Regarding the conventional example and the invention example, the transition of the blowing amount of the oxygen-containing gas is shown in FIG. 4, and the transition of the durability of the copper converter 1 is shown in FIG. The durability of the copper converter 1 was evaluated by the number of charges blown during one campaign (that is, the period from the replacement of the lining refractory to the next replacement).
As is apparent from FIG. 4, the present invention is applied when 13 months have elapsed since the start of data collection, and thereafter, the blowing rate of oxygen-containing gas (Nm ³ / h) has increased. Further, as apparent from FIG. 5, the present invention is applied when 13 months have elapsed since the start of data collection, and thereafter, the durability of the copper converter 1 is improved.
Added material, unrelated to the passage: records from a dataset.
PR #43932, opened 2026-02-12
Inclusion of process_group in the gather_full_tensor function in tensor_parallel.py

quic-meetkuma:
# What does this PR do?

It fixes minor issue in the gather_full_tensor function. The existing implementation tries to perform all_gather across all the ranks of distributed training. But when we talk about the case of TP+DP then we only need to perform all_gather across TP ranks, not the DP ranks. This change makes use of group argument in dist.all_gather API of pytorch to perform it correctly.

## Before submitting
      Pull Request section?
      to it if that's the case.

CC: @SunMarc @ArthurZucker @ydshieh


ArthurZucker (approved):
LGTM

PR #43934, opened 2026-02-12
[Quantization] Add metal quantization for MPS devices!

MekkCyber:
# What does this PR do?

Adds mlx quantization for mps devices leveraging the `kernels` library for pre-built kernels !!


src/transformers/integrations/mlx_quantization.py
```diff
@@ -0,0 +1,334 @@
...
+    w_flat = torch.zeros(N, K, dtype=torch.float32, device=w_packed.device)
+    for i in range(elems_per_int):
+        w_flat[:, i::elems_per_int] = ((w_packed_i >> (bits * i)) & max_val).float()
+
+    w_grouped = w_flat.reshape(N, -1, group_size)
+    w_deq = w_grouped * scales.float().unsqueeze(-1) + biases.float().unsqueeze(-1)
+    return w_deq.reshape(N, K)
+
+
+class MlxQuantize(ConversionOps):
```
ArthurZucker: Nice!!!

src/transformers/integrations/metal_quantization.py
```diff
@@ -0,0 +1,334 @@
...
+
+        qbiases = input_dict.get("qbiases")
+        qbiases = qbiases[0] if isinstance(qbiases, list) else qbiases
+
+        if scales is None or qbiases is None:
+            # Only the weight was found; return as-is (probably already float)
+            return {full_layer_name: quantized}
+
+        w_deq = _affine_dequantize_tensor(quantized, scales, qbiases, group_size, bits)
+        return {full_layer_name: w_deq}
```
ArthurZucker: nice as well!

src/transformers/utils/quantization_config.py
```diff
@@ -1902,3 +1903,57 @@ def to_dict(self) -> dict[str, Any]:
...
+        self.post_init()
+
+    def post_init(self):
+        if self.bits not in (2, 4, 8):
+            raise ValueError(f"MLX quantization only supports bits in {{2, 4, 8}}, got {self.bits}")
+        if self.group_size <= 0:
+            raise ValueError(f"group_size must be positive, got {self.group_size}")
+
+    def get_loading_attributes(self):
+        return {"dequantize": self.dequantize}
```
ArthurZucker, line 1946:
```suggestion
        return {"dequantize": self.dequantize, "modules_to_not_convert": modules_to_not_convert}
```
this applies to all methods actually but otherwise you can't overwrite that in a from pretrained call

ArthurZucker (commented):
Super nice, missing some tests tho!!

src/transformers/integrations/metal_quantization.py
```diff
@@ -0,0 +1,334 @@
...
+            # (dtype=None → PyTorch default float). The MlxQuantize ConversionOp
+            # will transform this into packed uint32 + scales + qbiases.
+            self.weight = nn.Parameter(torch.zeros(out_features, in_features, dtype=dtype), requires_grad=False)
+
+        # For pre-quantized (dtype==uint32): scales/qbiases will be loaded
+        # from the checkpoint in whatever dtype they were saved as.
+        # For quantize-on-the-fly (dtype==None/float): MlxQuantize will set
+        # them in the original weight's dtype (e.g. bfloat16).
+        # We use float16 as the placeholder — it gets overwritten either way.
+        scales_dtype = torch.float16 if dtype == torch.uint32 else (dtype or torch.float16)
```
SunMarc: I don't think so no ? It will try to use this dtype and not the one from the checkpoint.

src/transformers/integrations/metal_quantization.py
```diff
@@ -0,0 +1,334 @@
...
+        self.qbiases = nn.Parameter(torch.zeros(out_features, n_groups, dtype=scales_dtype), requires_grad=False)
+
+        if bias:
+            self.bias = nn.Parameter(torch.zeros(out_features))
+        else:
+            self.register_parameter("bias", None)
+
+    def forward(self, input: torch.Tensor) -> torch.Tensor:
+        if self.weight.dtype not in (torch.uint32, torch.int32):
+            return nn.functional.linear(input, self.weight, self.bias)
```
SunMarc: the weight can be either in torch.int32 or torch.uint32 ?

src/transformers/integrations/metal_quantization.py
```diff
@@ -0,0 +1,334 @@
...
+
+        if isinstance(module, nn.Linear):
+            # Following the FP8 pattern: when pre-quantized, don't pass dtype
+            # so the default (torch.uint32) is used → packed uint32 weights.
+            # When quantize-on-the-fly, pass dtype=None so the weight is
+            # created with full shape in the default float dtype, allowing the
+            # loader to fill it before MlxQuantize converts it.
+            module_kwargs = {} if pre_quantized else {"dtype": None}
+
+            with torch.device("meta"):
```
SunMarc: we don't need with context manager

src/transformers/integrations/metal_quantization.py
```diff
@@ -0,0 +1,334 @@
...
+    elems_per_int = 32 // bits
+    max_val = (1 << bits) - 1
+    n_groups = K // group_size
+
+    w_grouped = weight.float().reshape(N, n_groups, group_size)
+    w_min = w_grouped.min(dim=-1).values  # [N, n_groups]
+    w_max = w_grouped.max(dim=-1).values
+
+    scales = ((w_max - w_min) / max_val).clamp(min=1e-8)
+    biases = w_min
```
SunMarc: for scales and biases, they are not necessarily in fp32

src/transformers/integrations/mlx_quantization.py
```diff
@@ -0,0 +1,334 @@
...
+        bias_key = f"{base}.qbiases" if base else "qbiases"
+
+        # Store scales/qbiases in the same dtype as the original weight so the
+        # Metal kernel (which templates on x.scalar_type()) can use them
+        # directly without a per-forward cast.
+        orig_dtype = value.dtype  # e.g. bfloat16 for Llama
+        return {
+            target_key: w_packed,
+            scale_key: scales.to(orig_dtype),
+            bias_key: biases.to(orig_dtype),
```
SunMarc: fine but I think `_affine_quantize_tensor` should return them in the right dtype already

src/transformers/integrations/metal_quantization.py
```diff
@@ -0,0 +1,334 @@
...
+        quantized = input_dict.get("weight$")
+        if quantized is None:
+            quantized = next(iter(input_dict.values()))
+        quantized = quantized[0] if isinstance(quantized, list) else quantized
+
+        scales = input_dict.get("scales")
+        scales = scales[0] if isinstance(scales, list) else scales
+
+        qbiases = input_dict.get("qbiases")
+        qbiases = qbiases[0] if isinstance(qbiases, list) else qbiases
```
SunMarc: simplify this 
we can just do 
```python
quantized = input_dict["weight$"][0]
scales =input_dict["scales"][0]
qbiases =input_dict["qbiases"][0]
```

src/transformers/integrations/metal_quantization.py
```diff
@@ -0,0 +1,334 @@
...
+
+        if scales is None or qbiases is None:
+            # Only the weight was found; return as-is (probably already float)
+            return {full_layer_name: quantized}
```
SunMarc: we can do as in fp8
```python
if len(input_dict) < 2:
            # case where we only got weights, need to check for "weight$"
            return {full_layer_name: input_dict["weight$"]}
```

src/transformers/integrations/metal_quantization.py
```diff
@@ -0,0 +1,334 @@
...
+
+        w_deq = _affine_dequantize_tensor(quantized, scales, qbiases, group_size, bits)
```
SunMarc, line 295: so this is returning a fp32 value but it the user specified bf16, it think there will be an issue no ?

src/transformers/quantizers/quantizer_mlx.py
```diff
@@ -0,0 +1,133 @@
...
+    """
+
+    requires_calibration = False
+
+    def __init__(self, quantization_config, **kwargs):
+        super().__init__(quantization_config, **kwargs)
+
+    def validate_environment(self, *args, **kwargs):
+        if not is_torch_available():
+            raise ImportError("MLX quantization requires PyTorch. Please install torch.")
```
SunMarc: we can remove that no ?

src/transformers/quantizers/quantizer_metal.py
```diff
@@ -0,0 +1,133 @@
...
+
+        if not is_accelerate_available():
+            raise ImportError("MLX quantization requires accelerate: `pip install accelerate`")
+
+        device_map = kwargs.get("device_map")
+        if device_map is None:
+            logger.warning_once(
+                "You have loaded an MLX quantized model on CPU and have an MPS device available. "
+                "Set device_map='mps' to use the Metal kernels."
+            )
```
SunMarc, line 67: we can maybe overwrite ?

src/transformers/quantizers/quantizer_mlx.py
```diff
@@ -0,0 +1,133 @@
...
+                self.quantization_config.dequantize = True
+                return
+            else:
+                raise RuntimeError("MLX quantization requires an Apple Silicon GPU (MPS). No MPS device found.")
+
+        if not is_kernels_available():
+            raise ImportError("MLX quantization requires kernels: `pip install kernels`")
+
+        if not is_accelerate_available():
+            raise ImportError("MLX quantization requires accelerate: `pip install accelerate`")
```
SunMarc: I think we can remove this

src/transformers/quantizers/quantizer_metal.py
```diff
@@ -0,0 +1,133 @@
...
+
+        model = replace_with_mlx_linear(
+            model,
+            modules_to_not_convert=self.modules_to_not_convert,
+            quantization_config=self.quantization_config,
+            pre_quantized=self.pre_quantized,
+        )
+
+    def _process_model_after_weight_loading(self, model: "PreTrainedModel", **kwargs):
+        pass
```
SunMarc: remove

src/transformers/utils/quantization_config.py
```diff
@@ -1902,3 +1903,57 @@ def to_dict(self) -> dict[str, Any]:
...
+    This quantization method uses the ``quantization-mlx`` Metal kernels from the Hugging Face Hub
+    to perform affine quantization (scales + qbiases) with configurable bit-width and group size.
+    The quantized weights are packed into ``uint32`` tensors and the forward pass uses fused
+    dequantization + matmul Metal kernels.
+
+    Args:
+        bits (`int`, *optional*, defaults to `4`):
+            Number of bits per weight element. Supported values are 2, 4, and 8.
+        group_size (`int`, *optional*, defaults to `128`):
+            Number of elements sharing the same scale/bias pair.
```
SunMarc: maybe we can choose a better default for this one, either 64 or 32.

src/transformers/utils/quantization_config.py
SunMarc: this is when we reload the model, so we shouldn't be able to change this. Otherwise, it will lead to errors

SunMarc (commented):
Thanks ! Maybe we can change the name to Metal insteal of Mlx as it can create confusion ? In the future, we might have mlx if we add compatibility with mlx models. Please add some e2e tests + add tests to check that we have the right dtype after quantization and dequantization

src/transformers/integrations/metal_quantization.py
```diff
@@ -0,0 +1,334 @@
...
+    def __init__(self, hf_quantizer):
+        self.hf_quantizer = hf_quantizer
+
+    def convert(self, input_dict: dict, full_layer_name: str | None = None, **kwargs) -> dict:
+        bits = self.hf_quantizer.quantization_config.bits
+        group_size = self.hf_quantizer.quantization_config.group_size
+
+        # The WeightConverter collects tensors matching source_patterns
+        quantized = input_dict.get("weight$")
+        if quantized is None:
```
MekkCyber: check if quantized is in bf/fp or in unit32 here

src/transformers/integrations/mlx_quantization.py
MekkCyber: not sure about this, since when we quantize we keep the scales dtype the same as the weight dtype before quantization which is `float32`

src/transformers/integrations/metal_quantization.py
MekkCyber: shouldn't be a problem since we are casting to the correct dtype inside the forward pass kernel

SunMarc (commented):
Thanks a lot ! Can you just update the overview docs to add this quantization method ?

SunMarc (approved):

PR #43936, opened 2026-02-12
Fix failed unit tests for moonshine_streaming model

kaixuanliu:
@ydshieh , pls help review, thx!


kaixuanliu:
Failed cases listed:
```
FAILED tests/models/moonshine_streaming/test_modeling_moonshine_streaming.py::MoonshineStreamingModelTest::test_cpu_offload - AttributeError: 'MoonshineStreamingModel' object has no attribute 'hf_device_map'
FAILED tests/models/moonshine_streaming/test_modeling_moonshine_streaming.py::MoonshineStreamingModelTest::test_disk_offload_bin - AttributeError: 'MoonshineStreamingModel' object has no attribute 'hf_device_map'
FAILED tests/models/moonshine_streaming/test_modeling_moonshine_streaming.py::MoonshineStreamingModelTest::test_disk_offload_safetensors - AttributeError: 'MoonshineStreamingModel' object has no attribute 'hf_device_map'
FAILED tests/models/moonshine_streaming/test_modeling_moonshine_streaming.py::MoonshineStreamingModelTest::test_model_parallelism - AttributeError: 'MoonshineStreamingModel' object has no attribute 'hf_device_map'
FAILED tests/models/moonshine_streaming/test_modeling_moonshine_streaming.py::MoonshineStreamingModelIntegrationTests::test_medium_logits_batch - AssertionError: Tensor-likes are not close!
FAILED tests/models/moonshine_streaming/test_modeling_moonshine_streaming.py::MoonshineStreamingModelIntegrationTests::test_small_logits_batch - AssertionError: Tensor-likes are not close! 
```

kaixuanliu:
@IlyasMoutawwakil , could you help review? Thx!

tests/models/moonshine_streaming/test_modeling_moonshine_streaming.py
```diff
@@ -162,6 +162,22 @@ def test_can_init_all_missing_weights(self):
     def test_init_weights_can_init_buffers(self):
         self.skipTest("MoonshineStreaming uses special buffer initialization that conflicts with this test")
 
+    @unittest.skip(reason="Does not work on the tiny model as we keep hitting edge cases.")
```
IlyasMoutawwakil: not sure what this comment mean, what's the edge case ?

kaixuanliu: The edge case here means when the input model is very tiny(~161KB), [infer_auto_device_map](https://github.com/huggingface/transformers/blob/main/src/transformers/integrations/accelerate.py#L351) is called with [max_memory={0: 112865, 'cpu': 322472}], and it causes the `device_map` here is `OrderedDict({'': 'cpu'})`, which causes `hf_device_map` is never created.

kaixuanliu: I have updated the comments to be more clear here.

kaixuanliu:
@IlyasMoutawwakil can you help review it again? Thx!

tests/models/moonshine_streaming/test_modeling_moonshine_streaming.py
IlyasMoutawwakil: are you sure about this ? doesn't make a lot of sense tbh, all models used for test are tiny, it only needs two parameters to be splitable across cpu and gpu

kaixuanliu: I double checked the debug output, it is correct. But maybe some root cause reason of why `device_map` here is `OrderedDict({'': 'cpu'})` should be added: In the test model, the single `decoder.pos_emb` layer occupies 81% of the weight param, which exceeds the size defined in [L2936](https://github.com/huggingface/transformers/blob/main/tests/test_modeling_common.py#L2936) (self.model_split_percents: [0.5, 0.7, 0.9]), hence it puts the entire model on CPU side, and hence cause the crash. It seems it is better to update the skip reason again.

kaixuanliu: There are 2 options: 1. update the skip reason to make it more accurate 2. modify the `model_split_percents` value for this model. Which one do you prefer?

IlyasMoutawwakil: thanks for investigating ! makes sense for me to update the model split precents

kaixuanliu: Updated the code and fixed 1 failed test case:
`pytest -rA tests/models/moonshine_streaming/test_modeling_moonshine_streaming.py::MoonshineStreamingModelTest::test_model_parallelism`

kaixuanliu:
@IlyasMoutawwakil Can you help review again? Thx!

tests/models/moonshine_streaming/test_modeling_moonshine_streaming.py
IlyasMoutawwakil: thanks for investigating and fixing !

src/transformers/models/moonshine_streaming/modeling_moonshine_streaming.py
```diff
@@ -822,7 +822,7 @@ def forward(
         position_embeddings = self.pos_emb(
             torch.arange(encoder_hidden_states.shape[1], device=encoder_hidden_states.device)
         )
-        encoder_hidden_states += position_embeddings
+        encoder_hidden_states = encoder_hidden_states + position_embeddings.to(encoder_hidden_states.device)
```
IlyasMoutawwakil: can keep the += here, why would the position_embeddings have a different device ?

tests/models/moonshine_streaming/test_modeling_moonshine_streaming.py
```diff
@@ -162,6 +162,10 @@ def test_can_init_all_missing_weights(self):
     def test_init_weights_can_init_buffers(self):
         self.skipTest("MoonshineStreaming uses special buffer initialization that conflicts with this test")
 
+    # MoonshineStreaming test model's pos_emb layer is large relative to total model size,
+    # requiring higher GPU allocation percentage to enable device splitting
+    model_split_percents = [0.5, 0.9, 0.95]
```
IlyasMoutawwakil, line 167: nice fix !

src/transformers/models/moonshine_streaming/modeling_moonshine_streaming.py
kaixuanliu: When using model parallism, self.pos_emb may be on a different device than encoder_hidden_states.

kaixuanliu: You can reproduce following:
```
export RUN_SLOW=1
export CUDA_VISIBLE_DEVICES=0,1
pytest -rA tests/models/moonshine_streaming/test_modeling_moonshine_streaming.py::MoonshineStreamingModelTest::test_model_parallelism
```

IlyasMoutawwakil (approved):
lgtm!

kaixuanliu:
@IlyasMoutawwakil Hi, can we merge it?

PR #43944, opened 2026-02-12
Fix flaky test for multimodal LLMs

Rocketknight1:
We have flaky test failures in `tests/models/qwen3_omni_moe/test_modeling_qwen3_omni_moe.py::Qwen3OmniMoeThinkerForConditionalGenerationModelTest::test_generate_continue_from_past_key_values`. The cause is that the logic in this test drops multimodal inputs (because it's passing `past_key_values` to generate instead), but it fails to drop **audio** inputs correctly. This causes flaky failures in LLMs like Qwen3OmniMoE, which I think occur when the audio encoder creates audio features that overwrite the embeddings for generated tokens (maybe when the tokens have the `audio_token_id` value?)

I'm not 100% sure of the cause, but the test fails 3% of the time without this fix and 0% with it, so I'm pretty sure dropping inputs correctly is the solution!

cc @zucchini-nlp

### DIFF
--- a/tests/generation/test_utils.py
+++ b/tests/generation/test_utils.py
@@ -1343,7 +1343,10 @@ class GenerationTesterMixin:
             # if there are multimodal data which don't belong anywhere inside `text_tokens`
             keys_to_pop = []
             for key in inputs:
-                if ("pixel" in key or key in ["image_patches", "input_feature"]) and key != model.main_input_name:
+                if (
+                    "pixel" in key
+                    or key in ["image_patches", "input_feature", "input_features", "feature_attention_mask"]
+                ) and key != model.main_input_name:
                     keys_to_pop.append(key)
             for key in keys_to_pop:
                 inputs.pop(key)


tests/generation/test_utils.py
```diff
@@ -1343,7 +1331,10 @@ def test_generate_continue_from_past_key_values(self):
             # if there are multimodal data which don't belong anywhere inside `text_tokens`
             keys_to_pop = []
             for key in inputs:
-                if ("pixel" in key or key in ["image_patches", "input_feature"]) and key != model.main_input_name:
+                if (
+                    "pixel" in key
+                    or key in ["image_patches", "input_feature", "input_features", "feature_attention_mask"]
```
zucchini-nlp, line 1348: `input_features` is a quite common name across audio-models like whisper. Can you verify that the test passes for all models?
We can as well override it in qwen3-omni-moe test file, if it fails for other audio models

zucchini-nlp (approved):
Approving so you can merge after checking that the test passes for other audio models :)

zucchini-nlp:
Btw, the failing Bark was fixed on `main` :)

tests/generation/test_utils.py
Rocketknight1: Yes! Dropping that input is intentional even when it's present on the model, unless it's the `model_main_input`. Because we're passing `past_key_values` to generation, we don't actually want to run multimodal inputs through the encoder again, and doing that is what caused the failure in the past.

Rocketknight1:
Ran the test for every model, and this change didn't cause any new failures, but did fix the Qwen3 test!

PR #43951, opened 2026-02-12
Fix AttributeError for remote models with trust_remote_code=True

lordaarush:
# What does this PR do?

Fixes #43883

After #42270, `all_tied_weights_keys` is initialized in `post_init()`, but remote models loaded with `trust_remote_code=True` don't always call `post_init()` properly, causing `AttributeError` when loading models like Molmo.

This fix adds defensive checks in two methods:
- `_adjust_tied_keys_with_tied_pointers()`: Initialize empty dict if missing, then detect tied weights via data pointers
- `mark_tied_weights_as_initialized()`: Return early if attribute missing

This allows remote models to load successfully while maintaining tied weight detection.

## Before submitting

## Who can review?

@Rocketknight1 @Cyrilvallez

### DIFF
--- a/src/transformers/modeling_utils.py
+++ b/src/transformers/modeling_utils.py
@@ -4436,6 +4436,8 @@ class PreTrainedModel(nn.Module, EmbeddingAccessMixin, ModuleUtilsMixin, PushToH
         If we don't add them back in `self.all_tied_weights_keys`, they will be re-initialized
         and all params in tied group get random weights.
         """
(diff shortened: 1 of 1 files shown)


Cyrilvallez:
See my answer here https://github.com/huggingface/transformers/issues/43883#issuecomment-3891672810! In the meantime, I'm closing the PR! Let me know if you need anything else 🤗

PR #3681, opened 2026-09-14
Move plugin compilation off the server event loop

ymichael:
## What was wrong

The plugin runtime loaded every server entry, including compatible prebuilt marketplace and bundled artifacts, through JITI. JITI performs synchronous transformation and module loading, so loading a large bundle such as Modal Sandbox could block the server event loop long enough for BB Connect heartbeats to time out and report that the tunnel client was offline.

## What changed

- Compatible prebuilt `dist/server.js` artifacts now use native ESM import and avoid runtime transformation.
- Source and path plugins compile asynchronously through esbuild into an atomic, content-addressed server cache, then the server natively imports the resulting artifact. Cache identity includes plugin source, BB and SDK versions, Node version, toolchain version, and build format.
- Runtime compilation receives the manifest metadata already validated by the server, preserving runtime asset policy without weakening stricter release-build validation.
- BB-owned runtime imports are resolved through native loader hooks while plugin-owned SDK subpaths compile from the plugin's installed SDK. Plugin factory execution remains in-process and retains its existing timeout.
- JITI remains a shipped dependency and can be restored with the persisted `legacyJitiPluginLoader` BB experiment. The selection is read on each plugin load, so changing it affects the next install, update, enable, explicit reload, or server restart; it does not replace an already-running instance.
- Added Settings UI, CLI coverage, configuration docs, and BB guide content for the experiment.
- There are no server/host-daemon wire changes, so `HOST_DAEMON_PROTOCOL_VERSION` is unchanged.

## How you verified

- `pnpm exec turbo run build --filter=bb-app` — 49 tasks passed, including all bundled plugin builds and the packaged BB app.
- `pnpm exec turbo run typecheck --filter=@bb/domain --filter=@bb/db --filter=@bb/app --filter=@bb/cli --filter=@bb/server --filter=@bb/plugin-build --filter=@bb/templates --filter=bb-app` — 12 tasks passed.
- Native import, source compilation cache, cross-plugin dynamic import, prebuilt selection, JITI experiment, system experiment, and runtime logo compatibility tests passed.
- Built-in plugin reconciliation and hot reload tests — 33 tests passed.
- Settings UI — 6 tests passed; settings CLI — 11 tests passed; database experiment defaults — 1 test passed; server build behavior — 6 tests passed.
- Lint completed with zero errors across all affected packages.
- Smoke-tested bundled plugins including Modal Sandbox, Automations, ACP, and Documents, plus marketplace Git and npm install paths.

> AGENT GENERATED


ymichael:
@bb-code-review

ymichael:
Addressed all five review findings in acd2986877:

1. Release builds now place ESM in an explicit module scope, and existing compatible ESM prebuilds inside CommonJS packages are recompiled to a cached CJS runtime artifact.
2. Computed relative dynamic imports are syntax-aware rewritten against their original source module URL.
3. import.meta.url, import.meta.dirname, and import.meta.filename are transformed through esbuild parsing; strings, templates, regexes, and repeated uses remain intact.
4. Runtime cache identity is derived from the compiled artifact, covering the actual bundled graph; static imports escaping the plugin tree are rejected explicitly.
5. Source factories load through reclaimable CJS, are removed from both require.cache and parent.children, mutable resolver roots are owned per loaded plugin, and disk artifacts are capped at four generations.

Verification:
- @bb/server plugin suite: 45 files / 501 tests passed
- @bb/plugin-build: 11 files / 144 passed / 1 skipped
- @bb/server and @bb/plugin-build typechecks passed
- @bb/server, @bb/plugin-build, and @bb/cli production builds passed
- Live worktree server: 30 plugins, zero error statuses; Modal reload succeeds in expected unconfigured state
- Live source fixture verified computed relative import refresh and source-relative import.meta values across reload

@bb-code-review please re-review the latest commit.

PR #3707, opened 2026-09-15
Prevent concurrent launcher config updates from losing changes

### LINKED ISSUE #2322: env.json writers can silently overwrite concurrent updates
## Attempted workflow

A BB CLI process and an authorized plugin both update different keys in the managed `env.json` file.

## Actual result

Each writer can read a whole document, project its change, and atomically rename that projection later. The rename is atomic but not conditional at the commit boundary, so the last writer can silently erase an unrelated concurrent update.

Evidence:

- `packages/bb-app/src/launcher.ts:1183-1211` performs whole-document merge and temp-file rename with no expected revision or shared writer lock.
- `packages/bb-app/src/launcher.ts:1905-1938` routes both `env set` and `env unset` through that read-then-write shape.

## Expected result

BB owns one transactional `env.json` mutation surface used by CLI, server, and authorized plugins. A stale writer receives a conflict and performs no rename or partial mutation.

## Acceptance criteria

- Set and unset share the same transaction path.
- Successful mutation preserves unrelated top-level fields, unrelated environment keys, and private file mode.
- Tests coordinate two real concurrent writers and prove only one stale whole-file projection can commit, the loser receives a conflict, and unrelated keys are never silently lost.
- Plugins can configure non-secret launcher paths without editing `env.json` through a private file protocol.

ymichael:
## What was wrong

Concurrent `bb-app` processes can read the same managed JSON snapshot, change different keys, and atomically replace the file. The later replacement silently loses the other change; an unrelated set can also restore a key removed by unset. Atomic rename prevents partial JSON but does not coordinate writers. Machine enrollment wrote the same `config.json` independently and could participate in the same race.

## What changed

Config/env set and unset, enrollment config patches, and client SSH set/remove now hold a shared cross-process file lock from the mutation read through atomic replacement. Each operation reads current state after acquiring the lock, preserves unrelated fields, writes a private temporary file, and atomically replaces the JSON.

The reusable `@bb/config/file-lock` helper uses `fs-native-extensions` for an advisory kernel lock on a persistent sibling file. Contenders poll asynchronously for up to five seconds. File descriptors release ownership normally and when a process dies; a paused live writer retains ownership, so there is no timestamp, PID, heartbeat, or stale-lock reclamation protocol. The installed dependency footprint is about 1.55 MiB, compared with about 27 MiB for the SQLite-based implementation considered earlier.

The slim enrolled-host artifact includes `fs-native-extensions` and no longer needs `better-sqlite3` for this feature. The normal full `bb-app` package keeps its existing SQLite dependency because its bundled server uses SQLite. `HOST_DAEMON_PROTOCOL_VERSION` is unchanged because no server/daemon wire contract changed. This PR adds no user-facing command, flag, setting, or documentation change.

## How you verified

- Rebased onto current main `79568e97b1`.
- The deterministic real-process suite passes 31/31 cases. It covers env/config set/set and unset/set orderings, client set/remove, machine enrollment versus config, concurrent creation, unrelated fields, `0600` permissions, parsing and I/O failures, SIGKILL recovery at three transaction stages with multiple waiters, same-process contention, SIGSTOP beyond the timeout with an old lock mtime, and abandoned temporary-file cleanup.
- CLI machine-enrollment tests pass 7/7 and server artifact tests pass 15/15.
- Turbo typechecks pass for `@bb/config`, `bb-app`, `@bb/cli`, and `@bb/server`.
- The Turbo enrolled-host build passes. Its tarball was installed outside the checkout, where real `bb-app config set` mutations succeeded under Node 22, 24, and 26. The installed manifest contains `fs-native-extensions@1.5.0` and omits `better-sqlite3`.
- Changed source, fixture, and package files pass formatting. `git diff --check` passes.

All test data is synthetic and lives in temporary directories. Linux package verification is delegated to CI. Coordination requires updated cooperating commands on a local filesystem; older binaries and manual editors do not take the lock. Browser and dev-server verification are N/A for this CLI-only behavior.

Fixes #2322

> AGENT GENERATED


ymichael:
@bb-code-review

ymichael:
@bb-code-review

It is sectional drawing which shows the example of the apparatus to which this invention is applied typically. It is sectional drawing which shows typically the other example of the apparatus to which this invention is applied. It is an expanded sectional view near a tuyere. It is a graph which shows transition of the ventilation volume of oxygen containing gas. It is a graph which shows transition of the durability of a copper converter.

Explanation of symbols

DESCRIPTION OF SYMBOLS 1 Copper converter 2 Melt 3 Traveling carriage 4 Feather 5 Furnace 6 Punching rod 7 Punching machine 8 Copper converter rotating device
9a Lifting drive
9b Lifting drive
9c Lifting drive
10 Tilt drive
CL1 rotating axis of copper converter
CL2 Punching machine tilt axis
CL3 center axis of tuyere
CL4 Punching rod center axis θ Punching rod tilt angle H Punching rod height L Tail depth

Claims (4)

  In a punching method in which a punching rod is inserted into a closed tuyere of a copper converter for containing a melt and blowing an oxygen-containing gas and blowing, the tuyeres from the molten metal surface are rotated by rotating the copper converter Adjust the depth to satisfy the range of 100 to 1000 mm, then adjust the height and inclination angle of the punching rod according to the height and inclination angle of the tuyere, and the central axis of the tuyere and the punching A punching method for a copper converter tuyere, wherein the punching rod is inserted into the tuyere with the central axis of the rod in parallel to open the tuyere.   2. The method of punching a copper converter tuyere according to claim 1, wherein the punching rod is inserted into the tuyere with the center axis of the tuyere aligned with the center axis of the punching rod.   A punching device that breaks a closed tuyere of a copper converter, the punching rod for striking the solidified material accumulated in the tuyere, the punching rod inserted into the tuyere, and the punching rod as a central axis A punching machine that moves back and forth in parallel; a lifting drive that moves the punching machine up and down to adjust the height; and tilting the punching machine around a tilting axis parallel to the rotation axis of the copper converter. A punching device for a copper converter tuyere, comprising a tilt drive that makes the center axis of the tuyere and the center axis of the punching rod parallel to each other. The copper converter tuyere punching device according to claim 3, wherein the punching rod is moved forward and backward by making the center axis of the tuyere and the center axis of the punching rod coincide with each other.